Como não procuro ninguém para governar, dou conta das dificuldades de procurar o mundo perfeito. Pago o preço do trajeto.

Tenho alguns familiares que me odeiam, tenho outros que me amam. Tenho muitos amigos e nenhum inimigo.

Entendo a adversidade como saúde e individuação.

Preciso ser o que sou porque preciso do amor verdadeiro. Para mim é importante um amor sem máscaras, sem ilusões, sem fantasia. Fantasia amorosa, acredito, é conseguir gostar da minha realidade.

Gosto mesmo é da multiplicidade, da miscigenação.

Preciso da natureza para viver e tenho total consciência desta necessidade. Pago o preço de morar no mar, na ilha, na fazenda, com lama, buraco, sem telefone, sem internet, mas não pago o preço de morar no carro com ar condicionado, passar algumas horas para dormir o sono intranquilo dos apartamentos com grades, câmeras, armas, tiros. Prefiro a vida. Assim fui construindo o meu mundo.

Já trabalhei na feira, fui engraxate, já pedi carona, morei oito meses na estrada, trabalhando como ajudante de caminhoneiro. Assim fui construindo a minha profissão, aprendendo a ser terapeuta, trabalhar com a cura.

Quando vejo médicos sem fronteira, cientistas sem fronteira, penso em um rótulo para mim: Pessoa sem Fronteira.

A minha vida foi minha maior escola. Minha liberdade me fez abrir para estudar. É preciso ser livre para ser estudioso. A curiosidade é um talento da liberdade.

Este meu jeito de ser me levou a conviver com a cultura negra, branca, indígena e tudo para mim foi e é importante.

Aprendi a rezar com a rezadeira. Medicamento com o raizeiro. Espiritualidade com os espíritos. E foi assim.

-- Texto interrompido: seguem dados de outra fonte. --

PR #117, opened 2021-02-18
DLO observation messages

TrevorFSmith:
Add a bit more error catching to DLO initialization.
Added timing logs for DLO initialization.

### DIFF
--- a/src/embed/init.ts
+++ b/src/embed/init.ts
@@ -70,10 +70,10 @@ function _dlo_collectRules(): any[] {
         results.push(rule);
       });
     });
-    Logger.getInstance().info(`DLO rules processing time (ms): ${startTime - Date.now()}`);
+    Logger.getInstance().record('DLO rule processing time', { numericValue: startTime - Date.now() });
     return results;
   } catch (err) {
-    Logger.getInstance().error(`Error collecting DLO rules: ${err}`);
+    Logger.getInstance().error(LogMessageType.RuleRegistrationError, { reason: `Error: ${err}` });
     return [];
   }
 }
@@ -105,9 +105,9 @@ function _dlo_initializeFromWindow() {
       urlValidator: win._dlo_urlValidator || undefined,
       rules,
     });
-    Logger.getInstance().info(`DLO init (ms): ${startTime - Date.now()}`);
+    Logger.getInstance().record('DLO initialization time', { numericValue: startTime - Date.now() });
   } catch (err) {
-    Logger.getInstance().error(`Error initializing DLO: ${err}`);
+    Logger.getInstance().error(LogMessageType.ObserverInitializationError, { reason: `Error: ${err}` });
   }
 }
 
--- a/src/embed/init.ts
+++ b/src/embed/init.ts
@@ -53,49 +53,62 @@ window['_dlo_rulesFromOpsTeam'] = [
 */
 
 function _dlo_collectRules(): any[] {
-  const results: any[] = [];
-  Object.getOwnPropertyNames(window).forEach((propName) => {
-    if (propName.startsWith('_dlo_rules') === false) return;
+  try {
+    const startTime = Date.now();
+    const results: any[] = [];
+    Object.getOwnPropertyNames(window).forEach((propName) => {
+      if (propName.startsWith('_dlo_rules') === false) return;
 
-    const prop = (window as { [key: string]: any })[propName];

Hoje moro em uma casa, tenho família por total liberdade de escolha, tudo o que vivo foi escolhido por mim e sinto o meu mundo enorme, o meu Deus planta, e eu colho. Assim passo os dias.

É esta a minha confissão de hoje.

Aproveito o momento para explicitar que estes textos, intitulados “Confissões de Halu”, são confissões mesmo. Sinto necessidade delas. Quando as faço não me preocupo se é um livro, uma crônica, não tem formato. Estes textos são o reflexo do espelho do meu mundo livre, espontâneo, fluido, verdadeiro, autobiográfico, a propósito, os meus livros sempre são autobiográficos.  Entendo ser importante transmitir como foi que aprendi os meus conhecimentos.  Vivo tentando fazer um livro técnico, contendo informações produzidas pelos meus aprendizados. Nunca consegui, prefiro contar a minha história, a forma que vivi quando estava aprendendo, enriquecendo-me de conteúdos dos saberes limpos, das fontes de água limpa que bebi.

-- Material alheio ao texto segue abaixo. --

PR #119, opened 2021-03-02
add suffix bug fix and bump version

van-fs:
This PR fixes a bug where an `FS` API includes the `source` param.  Previously, the suffix operator expected that the object to suffix was last in the list of args.  Adding the `source` param changes that assumption. The suffix operator succeeds but sends malformed data to FullStory.  This results in FullStory rejecting the event with [Expected Atom](https://help.fullstory.com/hc/en-us/articles/360020624394-Troubleshooting-Recording-Client-API-FS-event-FS-setUserVars-and-FS-identify-errors#expectedAtom) errors.

### DIFF
--- a/src/operators/suffix.ts
+++ b/src/operators/suffix.ts
@@ -160,7 +160,13 @@ export class SuffixOperator implements Operator {
   }
 
   handleData(data: any[]): any[] | null {
-    const index = this.index >= 0 ? this.index : data.length + this.index;
+    let index = this.index >= 0 ? this.index : data.length + this.index;
+
+    // check if the `source` param was included and if so decrement the index
+    if (typeof data[index] === 'string') {
+      index -= 1;
+    }
+
     const suffixedData = data;
     suffixedData[index] = this.mapToSuffix(suffixedData[index]);
 
--- a/CHANGELOG.md
+++ b/CHANGELOG.md
@@ -10,6 +10,11 @@ Data Layer Observer follows semantic versioning when releasing updates.
 
 ## History
 
+### 1.6.1
+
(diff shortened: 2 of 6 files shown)


TrevorFSmith (approved):

src/operators/suffix.ts
```diff
@@ -160,7 +160,13 @@ export class SuffixOperator implements Operator {
   }
 
   handleData(data: any[]): any[] | null {
-    const index = this.index >= 0 ? this.index : data.length + this.index;
+    let index = this.index >= 0 ? this.index : data.length + this.index;
+
+    // check if the `source` param was included and if so decrement the index
```
patrick-fs, line 165: I know this is already merged, but how is the source parameter provided?

van-fs: It's coming in from the `beforeDestination` setting.  So what's happening is that every rule is automatically getting the `suffix` operator run on it before the destination.  Where the real problem lies is souq, which is now adding the source parameter.  But since the suffix operated had defaulted to looking at the last arg (FS.event and FS.setUserVar both have objects as the last arg), this is a problem.  This "fix" essentially corrects what is more accurately a bug in souq, but it would guard against a rule write that for whatever reason also added the source param.

patrick-fs: Got - I leveled up a little :)

Would this have had the same desired outcome if the logic were

```
if (typeof data[index] !== 'object') {
      index -= 1;
    }
```

?

van-fs: It would.  It's also an edge case, but we'd have to delineate between a POJO and an array since the typeof for an array returns `object`.  If we want to adjust the check a bit, I could make that change.

PR #120, opened 2021-03-03
Initialize the logger early in the embed script 

TrevorFSmith:
In embed, the Logger needs to be initialized with the custom appended (`fullstory`) so that stats and early failures are correctly appended.


van-fs (approved):
LGTM.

Preciso contar o milagre e revelar o santo, da mesma forma sempre preferi nenhum pássaro na mão e dois voando. Admiro a água mole que respeita a pedra dura. Fui um ferreiro que fez uma casa de ferro. Fui aprendendo com os provérbios a ser uma pessoa melhor.

Assim sou eu.

E aí vieram as iniciações africanas, meu contato com a espiritualidade, a ampliação dos meus chakras e da minha consciência cósmica.

Digo vieram porque nunca fui buscar, aconteceram no caminho por onde andava, encontraram-me na minha estrada, portanto não sei se existe mundo perfeito. Eu o procuro nos caminhos do amor, da fraternidade, dos direitos humanos, do respeito a tudo que nasce e espero que eles me encontrem.

Eu sei que uma onda imensa está para passar.

Eu quero estar no meu lugar, fazendo o que faço. A onda da desilusão, da desumanização, da bestialização quando me vir não vai me querer. Sempre fui inútil para os interesses mesquinhos.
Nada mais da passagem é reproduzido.